PR #9826, opened 2025-03-08
crypto: add function sc_1()

jeffro256:
Part of upstreaming Carrot

### DIFF
--- a/src/crypto/crypto-ops.c
+++ b/src/crypto/crypto-ops.c
@@ -2429,6 +2429,14 @@ void sc_0(unsigned char *s) {
   }
 }
 
+void sc_1(unsigned char *s) {
+  int i;
+  s[0] = 1;
+  for (i = 1; i < 32; i++) {
+    s[i] = 0;
+  }
+}
+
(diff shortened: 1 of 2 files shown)


src/crypto/crypto-ops.c
```diff
@@ -2429,6 +2429,14 @@ void sc_0(unsigned char *s) {
   }
 }
 
+void sc_1(unsigned char *s) {
+  int i;
+  s[0] = 1;
```
Tzadiko, line 2434: I don't know anything about cryptography, but what's to stop someone from accidentally passing in an empty character array? Why not have `sc_1(unsigned char[32])` or `sc_1(std::array<unsigned char, 32>&)`?

jeffro256: Nothing, the convention is to assume a 32 byte buffer. A signature of `unsigned char[32]` might be better, I was just sticking with what was currently done.

UkoeHB (approved):

selsta (approved):

PR #9828, opened 2025-03-08
crypto: add Ed25519->X25519 conversion functions

jeffro256:
Part of upstreaming Carrot

Depends on #10111

### DIFF
--- a/src/crypto/crypto-ops.c
+++ b/src/crypto/crypto-ops.c
@@ -1,4 +1,4 @@
-// Copyright (c) 2014-2024, The Monero Project
+// Copyright (c) 2014-2026, The Monero Project
 // 
 // All rights reserved.
 // 
@@ -3903,6 +3903,39 @@ int sc_isnonzero(const unsigned char *s) {
     s[9] | s[10] | s[11] | s[12] | s[13] | s[14] | s[15] | s[16] | s[17] |
     s[18] | s[19] | s[20] | s[21] | s[22] | s[23] | s[24] | s[25] | s[26] |
     s[27] | s[28] | s[29] | s[30] | s[31]) - 1) >> 8) + 1;
+}
+
+static int edwardsYZ_to_x25519(unsigned char *xbytes, const fe Y, const fe Z) {
+  //! @see Section 4.1 of RFC 7748: https://www.rfc-editor.org/rfc/rfc7748.html#section-4.1
+  //
+  // y = Y/Z
+  // x_mont = (1 + y) / (1 - y)
+  //        = (1 + Y/Z) / (1 - Y/Z)
+  //        = (Z + Y) / (Z - Y)
+
+  fe tmp0;
+  fe tmp1;
+  int r;
+  fe_add(tmp0, Z, Y);       // Z + Y
+  fe_sub(tmp1, Z, Y);       // Z - Y
+  r = -!fe_isnonzero(tmp1); // succeed iff 0 != (Z - Y). AKA fail if identity point or some invalid reprs
+  fe_invert(tmp1, tmp1);    // 1/(Z - Y)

Instructions for the task:
Set all of the entries down again, exactly as they were given.

Exercise output:
PR #9826, opened 2025-03-08
crypto: add function sc_1()

jeffro256:
Part of upstreaming Carrot

### DIFF
--- a/src/crypto/crypto-ops.c
+++ b/src/crypto/crypto-ops.c
@@ -2429,6 +2429,14 @@ void sc_0(unsigned char *s) {
   }
 }
 
+void sc_1(unsigned char *s) {
+  int i;
+  s[0] = 1;
+  for (i = 1; i < 32; i++) {
+    s[i] = 0;
+  }
+}
+
(diff shortened: 1 of 2 files shown)


src/crypto/crypto-ops.c
```diff
@@ -2429,6 +2429,14 @@ void sc_0(unsigned char *s) {
   }
 }
 
+void sc_1(unsigned char *s) {
+  int i;
+  s[0] = 1;
```
Tzadiko, line 2434: I don't know anything about cryptography, but what's to stop someone from accidentally passing in an empty character array? Why not have `sc_1(unsigned char[32])` or `sc_1(std::array<unsigned char, 32>&)`?

jeffro256: Nothing, the convention is to assume a 32 byte buffer. A signature of `unsigned char[32]` might be better, I was just sticking with what was currently done.

UkoeHB (approved):

selsta (approved):

PR #9828, opened 2025-03-08
crypto: add Ed25519->X25519 conversion functions

jeffro256:
Part of upstreaming Carrot

Depends on #10111

### DIFF
--- a/src/crypto/crypto-ops.c
+++ b/src/crypto/crypto-ops.c
@@ -1,4 +1,4 @@
-// Copyright (c) 2014-2024, The Monero Project
+// Copyright (c) 2014-2026, The Monero Project
 // 
 // All rights reserved.
 // 
@@ -3903,6 +3903,39 @@ int sc_isnonzero(const unsigned char *s) {
     s[9] | s[10] | s[11] | s[12] | s[13] | s[14] | s[15] | s[16] | s[17] |
     s[18] | s[19] | s[20] | s[21] | s[22] | s[23] | s[24] | s[25] | s[26] |
     s[27] | s[28] | s[29] | s[30] | s[31]) - 1) >> 8) + 1;
+}
+
+static int edwardsYZ_to_x25519(unsigned char *xbytes, const fe Y, const fe Z) {
+  //! @see Section 4.1 of RFC 7748: https://www.rfc-editor.org/rfc/rfc7748.html#section-4.1
+  //
+  // y = Y/Z
+  // x_mont = (1 + y) / (1 - y)
+  //        = (1 + Y/Z) / (1 - Y/Z)
+  //        = (Z + Y) / (Z - Y)
+
+  fe tmp0;
+  fe tmp1;
+  int r;
+  fe_add(tmp0, Z, Y);       // Z + Y
+  fe_sub(tmp1, Z, Y);       // Z - Y
+  r = -!fe_isnonzero(tmp1); // succeed iff 0 != (Z - Y). AKA fail if identity point or some invalid reprs
+  fe_invert(tmp1, tmp1);    // 1/(Z - Y)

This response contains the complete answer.